PR #233, opened 2018-01-24
Fix https://github.com/tmux-plugins/tmux-resurrect/issues/176.

### LINKED ISSUE #176: save with zoomed window leads to flickering
Wenn I zoomed into a pane and trigger save it zooms out and back in again. This is annoying if you use tmux-continuum, too, because the pane flickers every couple of minutes.

woutgg:
This removes (un)zooming on save which should not be necessary anymore with recent tmux versions, this should fix #176.
I think the relevant change in tmux itself has been made in [this commit](https://github.com/tmux/tmux/commit/531869bd92f0daff3cc3c3cc0ab273846f411dc8), so this change should work for tmux >=2.2.

Update: I have extended the tests a bit to also save and restore a zoomed pane.

### DIFF
--- a/scripts/save.sh
+++ b/scripts/save.sh
@@ -246,14 +246,8 @@ dump_windows() {
 			fi
 			# window_layout is not correct for zoomed windows
 			if [[ "$window_flags" == *Z* ]]; then
-				# unmaximize the window
-				toggle_window_zoom "${session_name}:${window_index}"
 				# get correct window layout
 				window_layout="$(tmux display-message -p -t "${session_name}:${window_index}" -F "#{window_layout}")"
-				# sleep required otherwise vim does not redraw correctly, issue #112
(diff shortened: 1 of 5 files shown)


scripts/save.sh
```diff
@@ -246,14 +246,8 @@ dump_windows() {
 			fi
 			# window_layout is not correct for zoomed windows
 			if [[ "$window_flags" == *Z* ]]; then
```
bruno-: Can't we just remove this whole `if` block? I can't see what value does a line that reassigns `window_layout` provides?

bruno-:
Tested and this works ok. Will merge after PR feedback is addressed (or clarified). Thanks for the PR

woutgg:
You are right, I was a bit too quick with the initial fix.

Issue #253, opened 2018-05-28
Programs are not being restored if server is killed


julenpardo:
The following works fine for me:

* Start the tmux server.
* Start Vim and other processes specified with `@resurrect-processes` option.
* Save session `prefix - C-s`
* Start a new tmux session
* Restore session

If I kill the tmux server after saving the session and try to make a restore in a new one, the panes are restored properly, but without the programs.

I'm using tmux 2.7 and zsh 5.1.1.

PR #256, opened 2018-05-29
#253: Get children process running within bash 

julenpardo:
Okay, after a little research, I understood what's going on and was able to make a workaround for this.

The restore was working fine because in `scripts/process_restore_helpers.sh`, in the `_process_should_be_restored`, we were in the first scenario, as the comment says, `where pane existed before restoration, so we're not restoring the process either`. So this is fine since the processes are not actually restored.

The problem comes when the processes have to be restored, caused by the txt restore files saved in `~/.tmux/restore`. The saved command is always `:-zsh`, saving the running children in a new line:

```
pane	1	1	:zsh	1	:*	0	:/home/jpardo/.tmux/plugins/tmux-resurrect	0	vim	:-zsh
vim -S
pane	1	1	:zsh	1	:*	1	:/home/jpardo/git/tmux-resurrect	1	zsh	:-zsh
pane	1	2	:ssh	0	:	0	:/home/jpardo	0	ssh	:-zsh
ssh h2601438.stratoserver.net
pane	1	2	:ssh	0	:	1	:/home/jpardo/.tmux/plugins/tmux-resurrect	1	zsh	:-zsh
pane	1	3	:zsh	0	:-	0	:/home/jpardo	0	mysql	:-zsh
mysql -uroot -p
pane	1	3	:zsh	0	:-	1	:/home/jpardo/.tmux/resurrect	1	zsh	:-zsh
pane	1	4	:python3	0	:	0	:/home/jpardo	1	python3	:-zsh
python3
pane	1	5	:php	0	:	0	:/home/jpardo	1	php	:-zsh
php -a
pane	main	1	:zsh	1	:*	0	:/home/jpardo	1	zsh	:-zsh
window	1	1	1	:*	850a,211x61,0,0[211x34,0,0,2,211x26,0,35,3]
window	1	2	0	:	9942,211x61,0,0{105x61,0,0,4,105x61,106,0,5}
window	1	3	0	:-	0d95,211x61,0,0[211x28,0,0,6,211x32,0,29,7]
window	1	4	0	:	b365,211x61,0,0,8
window	1	5	0	:	b366,211x61,0,0,9
window	main	1	1	:*	59df,211x61,0,0,10
state	1	main
```

The `vim`, `ssh`, etc. commands are saved in a new line.

I modified the `save_command_strategies/ps.sh` to tail the last line of the `ps` output, so the resulting `last` with this workaround would be:

```
pane	1	1	:zsh	1	:*	0	:/home/jpardo/.tmux/plugins/tmux-resurrect	0	vim	:vim -S
pane	1	1	:zsh	1	:*	1	:/home/jpardo/git/tmux-resurrect	1	zsh	:-zsh
pane	1	2	:ssh	0	:-	0	:/home/jpardo	0	ssh	:ssh h2601438.stratoserver.net
pane	1	2	:ssh	0	:-	1	:/home/jpardo/.tmux/plugins/tmux-resurrect	1	zsh	:-zsh
pane	1	3	:zsh	0	:	0	:/home/jpardo	0	mysql	:mysql -uroot -p
pane	1	3	:zsh	0	:	1	:/home/jpardo/.tmux/resurrect	1	zsh	:-zsh
pane	1	4	:python3	0	:	0	:/home/jpardo	1	python3	:python3
pane	1	5	:php	0	:	0	:/home/jpardo	1	php	:php -a
pane	main	1	:zsh	1	:*	0	:/home/jpardo	1	zsh	:-zsh
window	1	1	1	:*	850a,211x61,0,0[211x34,0,0,2,211x26,0,35,3]
window	1	2	0	:-	9942,211x61,0,0{105x61,0,0,4,105x61,106,0,5}
window	1	3	0	:	0d95,211x61,0,0[211x28,0,0,6,211x32,0,29,7]
window	1	4	0	:	b365,211x61,0,0,8
window	1	5	0	:	b366,211x61,0,0,9
window	main	1	1	:*	59df,211x61,0,0,10
state	1	main
```

Which allows the successful restore of the processes.

### DIFF
--- a/save_command_strategies/ps.sh
+++ b/save_command_strategies/ps.sh
@@ -22,7 +22,8 @@ full_command() {
 	ps "$(ps_command_flags)" "ppid command" |
 		sed "s/^ *//" |
 		grep "^${PANE_PID}" |
-		cut -d' ' -f2-
+		cut -d' ' -f2- |
+		tail -1
 }
 
 main() {


bruno-:
Do you know the root reason why the output comes with a newline? It's the first time I see this kind of issue.

julenpardo:
I think that the reason is that two processes are being created in the pane. This is how I concluded it:

- I get the active PIDs:
```
tmux list-panes -a -F '#{pane_pid} #{pane_pid}'
```

Which returns:
```
3777 %1
8629 %2
```

- The `3777` process is a zsh instance:

```
ps -o cmd fp 3777
```

Returning 

```
CMD
-zsh
```

- I look for its children processes:

```
pgrep -P 3777
```

Having two of them:

```
4055
8510
```

Being the first one another zsh process, and the second one the process we actually want to save (vim, ssh, etc.)

So the saving strategy gets the commands of those two PIDs.

I would bet that that's the reason of why the command comes in a newline. But I don't know the reason of why there are being created two shell processes.

bruno-:
Thank you for the analysis. As you hinted, it's unusual that `pgrep -P <pid>` returns 2 processes.. one of them being another zsh process.

Do you maybe have a zsh plugin that would create that?

julenpardo:
Could be. I'll run zsh without any plugin or config file and let you know about it.

PR #272, opened 2018-09-10
Windows file names can not contain a colon

JBlond:
That would solve https://github.com/tmux-plugins/tmux-resurrect/issues/131

### DIFF
--- a/scripts/helpers.sh
+++ b/scripts/helpers.sh
@@ -112,7 +112,7 @@ _RESURRECT_DIR="$(resurrect_dir)"
 
 resurrect_file_path() {
 	if [ -z "$_RESURRECT_FILE_PATH" ]; then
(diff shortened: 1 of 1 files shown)


bruno-:
I'm in favor of merging this, but I'm not sure if we want to use this format `%Y-%m-%dT%H-%M-%S`. The previous one was following ISO8601... I'm not sure if the new hyphen-only format follows any standard?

━━━━━━━━━━━━━━━━━━━━━━━━━━━━━━

*About this exercise*:
Return the material in full, restating each entry word for word.

*Your solution*:
PR #233, opened 2018-01-24
Fix https://github.com/tmux-plugins/tmux-resurrect/issues/176.

### LINKED ISSUE #176: save with zoomed window leads to flickering
Wenn I zoomed into a pane and trigger save it zooms out and back in again. This is annoying if you use tmux-continuum, too, because the pane flickers every couple of minutes.

woutgg:
This removes (un)zooming on save which should not be necessary anymore with recent tmux versions, this should fix #176.
I think the relevant change in tmux itself has been made in [this commit](https://github.com/tmux/tmux/commit/531869bd92f0daff3cc3c3cc0ab273846f411dc8), so this change should work for tmux >=2.2.

Update: I have extended the tests a bit to also save and restore a zoomed pane.

### DIFF
--- a/scripts/save.sh
+++ b/scripts/save.sh
@@ -246,14 +246,8 @@ dump_windows() {
 			fi
 			# window_layout is not correct for zoomed windows
 			if [[ "$window_flags" == *Z* ]]; then
-				# unmaximize the window
-				toggle_window_zoom "${session_name}:${window_index}"
 				# get correct window layout
 				window_layout="$(tmux display-message -p -t "${session_name}:${window_index}" -F "#{window_layout}")"
-				# sleep required otherwise vim does not redraw correctly, issue #112
(diff shortened: 1 of 5 files shown)


scripts/save.sh
```diff
@@ -246,14 +246,8 @@ dump_windows() {
 			fi
 			# window_layout is not correct for zoomed windows
 			if [[ "$window_flags" == *Z* ]]; then
```
bruno-: Can't we just remove this whole `if` block? I can't see what value does a line that reassigns `window_layout` provides?

bruno-:
Tested and this works ok. Will merge after PR feedback is addressed (or clarified). Thanks for the PR

woutgg:
You are right, I was a bit too quick with the initial fix.

Issue #253, opened 2018-05-28
Programs are not being restored if server is killed


julenpardo:
The following works fine for me:

* Start the tmux server.
* Start Vim and other processes specified with `@resurrect-processes` option.
* Save session `prefix - C-s`
* Start a new tmux session
* Restore session

If I kill the tmux server after saving the session and try to make a restore in a new one, the panes are restored properly, but without the programs.

I'm using tmux 2.7 and zsh 5.1.1.

PR #256, opened 2018-05-29
#253: Get children process running within bash 

julenpardo:
Okay, after a little research, I understood what's going on and was able to make a workaround for this.

The restore was working fine because in `scripts/process_restore_helpers.sh`, in the `_process_should_be_restored`, we were in the first scenario, as the comment says, `where pane existed before restoration, so we're not restoring the process either`. So this is fine since the processes are not actually restored.

The problem comes when the processes have to be restored, caused by the txt restore files saved in `~/.tmux/restore`. The saved command is always `:-zsh`, saving the running children in a new line:

```
pane	1	1	:zsh	1	:*	0	:/home/jpardo/.tmux/plugins/tmux-resurrect	0	vim	:-zsh
vim -S
pane	1	1	:zsh	1	:*	1	:/home/jpardo/git/tmux-resurrect	1	zsh	:-zsh
pane	1	2	:ssh	0	:	0	:/home/jpardo	0	ssh	:-zsh
ssh h2601438.stratoserver.net
pane	1	2	:ssh	0	:	1	:/home/jpardo/.tmux/plugins/tmux-resurrect	1	zsh	:-zsh
pane	1	3	:zsh	0	:-	0	:/home/jpardo	0	mysql	:-zsh
mysql -uroot -p
pane	1	3	:zsh	0	:-	1	:/home/jpardo/.tmux/resurrect	1	zsh	:-zsh
pane	1	4	:python3	0	:	0	:/home/jpardo	1	python3	:-zsh
python3
pane	1	5	:php	0	:	0	:/home/jpardo	1	php	:-zsh
php -a
pane	main	1	:zsh	1	:*	0	:/home/jpardo	1	zsh	:-zsh
window	1	1	1	:*	850a,211x61,0,0[211x34,0,0,2,211x26,0,35,3]
window	1	2	0	:	9942,211x61,0,0{105x61,0,0,4,105x61,106,0,5}
window	1	3	0	:-	0d95,211x61,0,0[211x28,0,0,6,211x32,0,29,7]
window	1	4	0	:	b365,211x61,0,0,8
window	1	5	0	:	b366,211x61,0,0,9
window	main	1	1	:*	59df,211x61,0,0,10
state	1	main
```

The `vim`, `ssh`, etc. commands are saved in a new line.

I modified the `save_command_strategies/ps.sh` to tail the last line of the `ps` output, so the resulting `last` with this workaround would be:

```
pane	1	1	:zsh	1	:*	0	:/home/jpardo/.tmux/plugins/tmux-resurrect	0	vim	:vim -S
pane	1	1	:zsh	1	:*	1	:/home/jpardo/git/tmux-resurrect	1	zsh	:-zsh
pane	1	2	:ssh	0	:-	0	:/home/jpardo	0	ssh	:ssh h2601438.stratoserver.net
pane	1	2	:ssh	0	:-	1	:/home/jpardo/.tmux/plugins/tmux-resurrect	1	zsh	:-zsh
pane	1	3	:zsh	0	:	0	:/home/jpardo	0	mysql	:mysql -uroot -p
pane	1	3	:zsh	0	:	1	:/home/jpardo/.tmux/resurrect	1	zsh	:-zsh
pane	1	4	:python3	0	:	0	:/home/jpardo	1	python3	:python3
pane	1	5	:php	0	:	0	:/home/jpardo	1	php	:php -a
pane	main	1	:zsh	1	:*	0	:/home/jpardo	1	zsh	:-zsh
window	1	1	1	:*	850a,211x61,0,0[211x34,0,0,2,211x26,0,35,3]
window	1	2	0	:-	9942,211x61,0,0{105x61,0,0,4,105x61,106,0,5}
window	1	3	0	:	0d95,211x61,0,0[211x28,0,0,6,211x32,0,29,7]
window	1	4	0	:	b365,211x61,0,0,8
window	1	5	0	:	b366,211x61,0,0,9
window	main	1	1	:*	59df,211x61,0,0,10
state	1	main
```

Which allows the successful restore of the processes.

### DIFF
--- a/save_command_strategies/ps.sh
+++ b/save_command_strategies/ps.sh
@@ -22,7 +22,8 @@ full_command() {
 	ps "$(ps_command_flags)" "ppid command" |
 		sed "s/^ *//" |
 		grep "^${PANE_PID}" |
-		cut -d' ' -f2-
+		cut -d' ' -f2- |
+		tail -1
 }
 
 main() {


bruno-:
Do you know the root reason why the output comes with a newline? It's the first time I see this kind of issue.

julenpardo:
I think that the reason is that two processes are being created in the pane. This is how I concluded it:

- I get the active PIDs:
```
tmux list-panes -a -F '#{pane_pid} #{pane_pid}'
```

Which returns:
```
3777 %1
8629 %2
```

- The `3777` process is a zsh instance:

```
ps -o cmd fp 3777
```

Returning 

```
CMD
-zsh
```

- I look for its children processes:

```
pgrep -P 3777
```

Having two of them:

```
4055
8510
```

Being the first one another zsh process, and the second one the process we actually want to save (vim, ssh, etc.)

So the saving strategy gets the commands of those two PIDs.

I would bet that that's the reason of why the command comes in a newline. But I don't know the reason of why there are being created two shell processes.

bruno-:
Thank you for the analysis. As you hinted, it's unusual that `pgrep -P <pid>` returns 2 processes.. one of them being another zsh process.

Do you maybe have a zsh plugin that would create that?

julenpardo:
Could be. I'll run zsh without any plugin or config file and let you know about it.

PR #272, opened 2018-09-10
Windows file names can not contain a colon

JBlond:
That would solve https://github.com/tmux-plugins/tmux-resurrect/issues/131

### DIFF
--- a/scripts/helpers.sh
+++ b/scripts/helpers.sh
@@ -112,7 +112,7 @@ _RESURRECT_DIR="$(resurrect_dir)"
 
 resurrect_file_path() {
 	if [ -z "$_RESURRECT_FILE_PATH" ]; then
(diff shortened: 1 of 1 files shown)


bruno-:
I'm in favor of merging this, but I'm not sure if we want to use this format `%Y-%m-%dT%H-%M-%S`. The previous one was following ISO8601... I'm not sure if the new hyphen-only format follows any standard?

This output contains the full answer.